[[ Record extracts, beginning ]]
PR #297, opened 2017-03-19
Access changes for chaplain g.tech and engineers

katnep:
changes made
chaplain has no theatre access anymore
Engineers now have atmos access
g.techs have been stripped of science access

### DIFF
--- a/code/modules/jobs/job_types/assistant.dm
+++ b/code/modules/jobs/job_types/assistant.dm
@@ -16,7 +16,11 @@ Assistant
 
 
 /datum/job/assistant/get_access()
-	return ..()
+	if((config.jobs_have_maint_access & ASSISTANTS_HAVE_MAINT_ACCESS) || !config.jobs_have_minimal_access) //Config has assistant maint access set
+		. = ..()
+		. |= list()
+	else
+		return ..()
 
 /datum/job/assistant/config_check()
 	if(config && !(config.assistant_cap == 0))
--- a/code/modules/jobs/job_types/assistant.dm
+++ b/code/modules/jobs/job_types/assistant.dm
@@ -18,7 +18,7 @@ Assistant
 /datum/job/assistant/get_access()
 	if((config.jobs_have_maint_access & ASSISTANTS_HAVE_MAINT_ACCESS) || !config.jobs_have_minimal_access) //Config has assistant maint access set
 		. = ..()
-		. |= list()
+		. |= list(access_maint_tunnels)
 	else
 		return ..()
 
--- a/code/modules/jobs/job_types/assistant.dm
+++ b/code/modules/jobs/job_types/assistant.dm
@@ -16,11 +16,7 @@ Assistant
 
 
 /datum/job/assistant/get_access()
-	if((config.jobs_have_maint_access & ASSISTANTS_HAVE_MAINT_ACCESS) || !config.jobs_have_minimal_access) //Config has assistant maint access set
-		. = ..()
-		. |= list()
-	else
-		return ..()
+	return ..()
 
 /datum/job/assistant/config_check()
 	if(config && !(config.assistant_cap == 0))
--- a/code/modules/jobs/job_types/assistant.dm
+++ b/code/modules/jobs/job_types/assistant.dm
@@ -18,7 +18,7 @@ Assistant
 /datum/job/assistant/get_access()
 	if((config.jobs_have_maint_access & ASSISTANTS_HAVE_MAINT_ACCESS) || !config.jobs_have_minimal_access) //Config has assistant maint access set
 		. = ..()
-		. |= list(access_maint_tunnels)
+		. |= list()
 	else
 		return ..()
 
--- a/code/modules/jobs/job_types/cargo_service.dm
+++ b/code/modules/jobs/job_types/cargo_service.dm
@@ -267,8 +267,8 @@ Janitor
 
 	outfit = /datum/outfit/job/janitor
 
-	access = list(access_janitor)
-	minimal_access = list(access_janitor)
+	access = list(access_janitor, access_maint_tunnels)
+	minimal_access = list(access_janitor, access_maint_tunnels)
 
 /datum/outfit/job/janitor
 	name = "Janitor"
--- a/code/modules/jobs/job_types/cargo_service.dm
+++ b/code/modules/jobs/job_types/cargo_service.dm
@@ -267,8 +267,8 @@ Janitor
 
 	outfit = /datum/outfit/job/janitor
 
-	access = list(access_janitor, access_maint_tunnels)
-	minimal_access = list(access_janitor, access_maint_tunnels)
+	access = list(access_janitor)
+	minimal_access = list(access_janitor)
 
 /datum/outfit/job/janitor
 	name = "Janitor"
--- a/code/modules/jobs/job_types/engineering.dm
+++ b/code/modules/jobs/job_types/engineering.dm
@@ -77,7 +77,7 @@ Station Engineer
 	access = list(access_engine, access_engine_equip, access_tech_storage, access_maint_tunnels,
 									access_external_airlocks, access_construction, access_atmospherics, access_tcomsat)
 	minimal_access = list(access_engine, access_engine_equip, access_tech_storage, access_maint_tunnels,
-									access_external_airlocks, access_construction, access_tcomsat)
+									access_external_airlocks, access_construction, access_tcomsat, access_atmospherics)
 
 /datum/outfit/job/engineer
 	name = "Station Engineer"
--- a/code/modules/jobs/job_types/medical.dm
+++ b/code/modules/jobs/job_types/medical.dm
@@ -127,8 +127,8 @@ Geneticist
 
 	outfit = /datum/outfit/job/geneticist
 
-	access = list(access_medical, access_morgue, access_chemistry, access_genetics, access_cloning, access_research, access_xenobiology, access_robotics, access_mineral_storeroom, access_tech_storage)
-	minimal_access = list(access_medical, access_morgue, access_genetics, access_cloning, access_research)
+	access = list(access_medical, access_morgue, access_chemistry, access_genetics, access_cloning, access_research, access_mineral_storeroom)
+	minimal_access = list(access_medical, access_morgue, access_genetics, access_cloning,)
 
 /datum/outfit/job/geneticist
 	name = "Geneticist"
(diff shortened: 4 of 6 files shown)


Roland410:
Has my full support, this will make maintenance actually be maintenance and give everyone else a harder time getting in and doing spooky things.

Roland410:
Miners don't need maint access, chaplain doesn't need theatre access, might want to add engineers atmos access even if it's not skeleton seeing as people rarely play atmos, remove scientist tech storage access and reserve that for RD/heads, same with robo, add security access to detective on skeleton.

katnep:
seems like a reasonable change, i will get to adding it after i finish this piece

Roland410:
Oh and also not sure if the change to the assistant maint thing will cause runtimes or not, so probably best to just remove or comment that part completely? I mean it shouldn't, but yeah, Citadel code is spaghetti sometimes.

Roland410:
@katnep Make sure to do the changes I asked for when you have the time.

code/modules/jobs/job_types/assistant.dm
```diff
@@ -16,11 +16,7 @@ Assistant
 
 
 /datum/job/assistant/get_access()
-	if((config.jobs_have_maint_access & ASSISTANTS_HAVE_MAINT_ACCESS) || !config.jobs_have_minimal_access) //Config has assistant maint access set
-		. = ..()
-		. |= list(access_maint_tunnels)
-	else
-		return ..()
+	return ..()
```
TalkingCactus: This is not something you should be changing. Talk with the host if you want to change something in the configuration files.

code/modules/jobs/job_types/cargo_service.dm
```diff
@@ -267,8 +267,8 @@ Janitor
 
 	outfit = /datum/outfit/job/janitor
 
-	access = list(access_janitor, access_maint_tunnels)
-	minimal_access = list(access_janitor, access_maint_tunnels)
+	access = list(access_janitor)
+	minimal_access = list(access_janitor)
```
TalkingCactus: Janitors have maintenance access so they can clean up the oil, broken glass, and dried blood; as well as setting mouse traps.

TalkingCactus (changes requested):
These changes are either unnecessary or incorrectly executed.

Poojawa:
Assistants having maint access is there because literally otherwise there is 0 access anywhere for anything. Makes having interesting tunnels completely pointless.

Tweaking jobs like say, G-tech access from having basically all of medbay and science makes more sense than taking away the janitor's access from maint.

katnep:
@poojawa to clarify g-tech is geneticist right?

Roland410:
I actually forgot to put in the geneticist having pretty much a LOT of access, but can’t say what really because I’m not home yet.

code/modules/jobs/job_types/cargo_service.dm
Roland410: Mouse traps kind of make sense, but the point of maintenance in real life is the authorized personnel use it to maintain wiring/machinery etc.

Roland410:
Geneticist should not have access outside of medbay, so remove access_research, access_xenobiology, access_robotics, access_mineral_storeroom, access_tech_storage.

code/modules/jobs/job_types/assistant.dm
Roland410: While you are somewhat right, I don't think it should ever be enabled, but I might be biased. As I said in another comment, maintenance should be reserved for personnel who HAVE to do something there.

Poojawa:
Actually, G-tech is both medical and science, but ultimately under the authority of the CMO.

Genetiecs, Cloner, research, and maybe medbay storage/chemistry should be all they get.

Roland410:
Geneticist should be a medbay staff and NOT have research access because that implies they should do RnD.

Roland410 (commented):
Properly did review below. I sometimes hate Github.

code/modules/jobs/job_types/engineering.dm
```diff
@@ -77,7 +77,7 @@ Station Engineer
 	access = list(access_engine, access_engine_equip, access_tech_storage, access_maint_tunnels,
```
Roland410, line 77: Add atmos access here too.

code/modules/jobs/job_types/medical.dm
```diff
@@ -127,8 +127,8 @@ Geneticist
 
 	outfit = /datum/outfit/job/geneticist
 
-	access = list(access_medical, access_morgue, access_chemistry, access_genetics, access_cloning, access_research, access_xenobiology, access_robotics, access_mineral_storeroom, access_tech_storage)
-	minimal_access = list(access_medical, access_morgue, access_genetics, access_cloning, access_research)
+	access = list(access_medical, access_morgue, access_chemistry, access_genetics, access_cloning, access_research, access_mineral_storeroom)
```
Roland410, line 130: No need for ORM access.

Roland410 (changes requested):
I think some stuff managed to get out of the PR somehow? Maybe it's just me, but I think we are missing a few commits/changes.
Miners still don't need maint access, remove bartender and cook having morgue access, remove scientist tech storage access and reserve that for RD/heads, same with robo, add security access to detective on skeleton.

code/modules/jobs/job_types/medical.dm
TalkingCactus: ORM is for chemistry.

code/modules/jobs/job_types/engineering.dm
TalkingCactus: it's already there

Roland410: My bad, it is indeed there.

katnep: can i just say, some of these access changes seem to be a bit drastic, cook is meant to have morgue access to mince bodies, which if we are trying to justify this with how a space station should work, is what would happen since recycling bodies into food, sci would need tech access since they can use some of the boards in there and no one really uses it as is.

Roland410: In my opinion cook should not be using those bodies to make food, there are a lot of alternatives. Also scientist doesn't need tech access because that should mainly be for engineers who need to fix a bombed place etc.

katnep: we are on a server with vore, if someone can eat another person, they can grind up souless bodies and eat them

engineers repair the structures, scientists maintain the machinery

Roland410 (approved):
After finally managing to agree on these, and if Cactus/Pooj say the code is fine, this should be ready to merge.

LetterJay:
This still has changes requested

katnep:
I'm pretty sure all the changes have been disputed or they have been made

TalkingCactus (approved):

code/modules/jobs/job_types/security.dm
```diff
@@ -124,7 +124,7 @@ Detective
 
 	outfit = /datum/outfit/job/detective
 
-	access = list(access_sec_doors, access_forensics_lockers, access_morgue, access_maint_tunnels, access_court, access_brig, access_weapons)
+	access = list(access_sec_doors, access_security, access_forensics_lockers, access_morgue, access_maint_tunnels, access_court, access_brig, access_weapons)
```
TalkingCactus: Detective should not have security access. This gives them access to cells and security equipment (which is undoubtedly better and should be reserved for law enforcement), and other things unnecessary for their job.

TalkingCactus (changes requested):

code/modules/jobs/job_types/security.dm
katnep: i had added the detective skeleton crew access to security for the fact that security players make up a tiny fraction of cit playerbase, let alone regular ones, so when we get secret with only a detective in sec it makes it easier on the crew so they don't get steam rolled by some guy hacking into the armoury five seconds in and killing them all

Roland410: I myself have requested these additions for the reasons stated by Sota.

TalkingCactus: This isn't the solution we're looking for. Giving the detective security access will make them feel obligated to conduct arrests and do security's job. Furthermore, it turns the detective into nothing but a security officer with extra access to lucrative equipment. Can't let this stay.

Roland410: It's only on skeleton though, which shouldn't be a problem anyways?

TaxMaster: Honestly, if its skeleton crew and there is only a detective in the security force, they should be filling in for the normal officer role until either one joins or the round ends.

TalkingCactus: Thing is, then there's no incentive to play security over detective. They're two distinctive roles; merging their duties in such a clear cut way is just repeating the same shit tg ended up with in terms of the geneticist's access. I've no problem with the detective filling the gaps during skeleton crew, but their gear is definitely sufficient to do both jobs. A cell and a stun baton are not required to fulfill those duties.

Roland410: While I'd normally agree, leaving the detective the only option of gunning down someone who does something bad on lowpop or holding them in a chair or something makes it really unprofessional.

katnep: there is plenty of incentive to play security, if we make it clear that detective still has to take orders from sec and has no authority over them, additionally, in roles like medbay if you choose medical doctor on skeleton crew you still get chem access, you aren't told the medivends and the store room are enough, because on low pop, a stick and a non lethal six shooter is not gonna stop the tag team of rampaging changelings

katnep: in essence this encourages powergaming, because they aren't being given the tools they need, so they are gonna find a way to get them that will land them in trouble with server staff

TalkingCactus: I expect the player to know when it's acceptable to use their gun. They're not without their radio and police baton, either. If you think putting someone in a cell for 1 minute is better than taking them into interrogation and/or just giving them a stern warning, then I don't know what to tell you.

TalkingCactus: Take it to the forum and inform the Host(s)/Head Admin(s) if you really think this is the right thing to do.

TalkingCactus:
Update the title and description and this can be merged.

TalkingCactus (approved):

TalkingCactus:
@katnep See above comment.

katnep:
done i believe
[[ Record extracts, end ]]
• _Your instructions_
Filter the entries down to the lines containing "While". Copy each of those lines.

• _Solution for this problem_
Roland410: While you are somewhat right, I don't think it should ever be enabled, but I might be biased. As I said in another comment, maintenance should be reserved for personnel who HAVE to do something there.
Roland410: While I'd normally agree, leaving the detective the only option of gunning down someone who does something bad on lowpop or holding them in a chair or something makes it really unprofessional.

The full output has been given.